Llannat tried the comm link. “It’s still down,” she said.
Jessan took over the link, and tried again. “Damn. I don’t like this. Llannat—take Munngralla and walk the perimeter until you find a gate or a guard or a comm booth, and tell them to send help. I’ll stay here with the Terror of the Spaceways, and try to keep him from checking out for good.”
“No,” said Llannat. “You go with Munngralla while I stay here—please. I have a feeling about this.”
The aircar’s cargo door slid open with a metallic scrape and a heavy clunk. Ari heard Jessan and the Selvaur climb out and go crashing off through the underbrush. The door didn’t slam closed behind them, and after a few moments he turned his head enough to see back into the cargo bay.

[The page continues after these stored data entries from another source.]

Issue #4124, opened 2026-03-16
SNOW-3257427: DataFrame.approxQuantile was not accepting a single Column object when passed to the col parameter.


teja0909:
Please answer these questions before submitting your issue. Thanks!

1. What version of Python are you using? 
  `python 3.10`

2. What operating system and processor architecture are you using?

   Windows-10-10.0.26200-SP0

3. What are the component versions in the environment (`pip freeze`)?

 snowflake-snowpark-python -1.47.0

4. What did you do?

```
 data = [
    Row(id=1, dept="IT", salary=5000),
    Row(id=2, dept="IT", salary=7000),
    Row(id=3, dept="HR", salary=4000),
    Row(id=4, dept="HR", salary=4500),
]

df = session.create_dataframe(data)
approx_q_column_object = df.approxQuantile(
        col("salary"),
        [0.5, 0.9]
    )
```
TypeError: Cannot convert a Column object into bool: please use '&' for 'and', '|' for 'or', '~' for 'not' if you're building DataFrame filter expressions. For example, use df.filter((col1 > 1) & (col2 > 2)) instead of df.filter(col1 > 1 and col2 > 2).
5. What did you expect to see?

  Instead of error , I am expecting Dataframe with the results.

6. Can you set logging to DEBUG and collect the logs?

   ```
   import logging

   for logger_name in ('snowflake.snowpark', 'snowflake.connector'):
       logger = logging.getLogger(logger_name)
       logger.setLevel(logging.DEBUG)
       ch = logging.StreamHandler()
       ch.setLevel(logging.DEBUG)
       ch.setFormatter(logging.Formatter('%(asctime)s - %(threadName)s %(filename)s:%(lineno)d - %(funcName)s() - %(levelname)s - %(message)s'))
       logger.addHandler(ch)
   ```

sfc-gh-sghosh:
Hi @teja0909 ,

Thanks for the update.
We will work on the fix to eliminate the issue.
Meanwhile, please use the provided workaround if possible.

PR #4148, opened 2026-03-31
Fix/snow 3257427 columnorname inconsistency

NS601023:

   

   Fixes SNOW-3257427

I updated the API so that its runtime behavior is consistent with the type annotations and the documented behavior.
This patch PR is related to [this](https://github.com/snowflakedb/snowpark-python/issues/4124).

### DIFF
--- a/src/snowflake/snowpark/dataframe.py
+++ b/src/snowflake/snowpark/dataframe.py
@@ -3677,7 +3677,7 @@ class DataFrame:
     def join(
         self,
         right: "DataFrame",
-        on: Optional[Union[ColumnOrName, Iterable[ColumnOrName]]] = None,
+        on: Optional[Union[ColumnOrName, Iterable[str]]] = None,
         how: Optional[str] = None,
         *,
         lsuffix: str = "",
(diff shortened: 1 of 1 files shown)


src/snowflake/snowpark/dataframe.py
```diff
@@ -3986,17 +3986,19 @@ def join(
...
+                    if isinstance(c, str):
+                        converted_using_columns.append(c)
+                    elif isinstance(c, Column) and isinstance(c._expression, NamedExpression):
+                        converted_using_columns.append(c._expression.name)
+                    else:
+                        raise TypeError(
+                            f"All list elements for 'on' or 'using_columns' must be a column name (str) or a Column referencing a named column. "
+                            f"Got: '{type(c)}' at index {i}"
+                        )
+                using_columns = converted_using_columns
```
sfc-gh-aalam: @NS601023 could you elaborate on why this change is required?

NS601023: Thank you for your comment.

[The issue](https://github.com/snowflakedb/snowpark-python/issues/4124) I submitted a PR for is about the inconsistency in `approx_quantile` between implementation and an argument type indicated in its docs and type annotations.
But `join` has a very similar inconsistency, which I noticed when using the API.
Therefore I tried to fix both and include them this PR.
This change is to fix the inconsistency in `join` function.
When `join` gets a `list[Column]` like `[col('col_1'), col('col_2')]` as using_columns, the code behaves like this:
```Python
            elif (
                isinstance(using_columns, Iterable)                              # ← True
                and len(using_columns) > 0                                       # ← True
                and not all([isinstance(col, str) for col in using_columns])     # ← When col is a list of Column, all() returns False because col is not str. Therefore this line gets True 
            ):
                bad_idx, bad_col = next(
                    (idx, col)
                    for idx, col in enumerate(using_columns)
                    if not isinstance(col, str)                                  # ← For instance, if col[0] is Column type, then bad_col = col[0]
                )
                raise TypeError(                                                 # ← Error is raised
                    f"All list elements for 'on' or 'using_columns' must be string type. "
                    f"Got: '{type(bad_col)}' at index {bad_idx}"
                )
```

To avoid this type error and to keep the behavior the same as when `using_columns` is a `list[str]`, I think this change should work and have a lower risk to break existing behaviors.
You probably have a much deeper understanding of the code base, so I would appreciate it if you could suggest a better way to solve the issue more efficiently.

sfc-gh-aalam: @NS601023 I will spend some more time here. This is critical part of the code so I would try not making changes here unless there is an existing bug.

sfc-gh-aalam: I don't see anything wrong with your implementation here @NS601023 but from a risk management perspective, I'd request you to revert this and keep the changes minimal.

NS601023: I appreciate your feedback.

I have reverted the two commits related to handling `ColumnOrName` in the `join` method, so this PR now focuses only on the `approx_quantile` issue described in the original issue (#4124).

Regarding [the docstring](https://github.com/snowflakedb/snowpark-python/blob/1542f265dfccc72c724bc44d8eb1810765cc2096/src/snowflake/snowpark/dataframe.py#L3691), it might be clearer if it stated that `on` can accept `Column`, `str`, and `Iterable[str]`, but not `Iterable[Column]`. 
Currently it reads as if `on` can accept `list[Column]`:
> on: A column name or a :class:`Column` object or a list of them to be used for the join.

Thanks.

sfc-gh-aalam:
recheck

Llannat stood in the open door of the unlighted bay, looking out at the night. Her right hand went to the clips beside the door and recovered the staff she had stowed there. She held it loosely at her side, but something in her posture made the hairs rise on Ari’s neck.
She spoke—not in a whisper, which would carry, but in an almost subvocal murmur. “Whatever happens, stay in the aircar.”
“What’s wrong?” Ari asked.
Llannat replied without turning her head, and in the same low murmur as before. “A bad smell in the winds of the universe, my friend. Somebody earnestly desires your death.”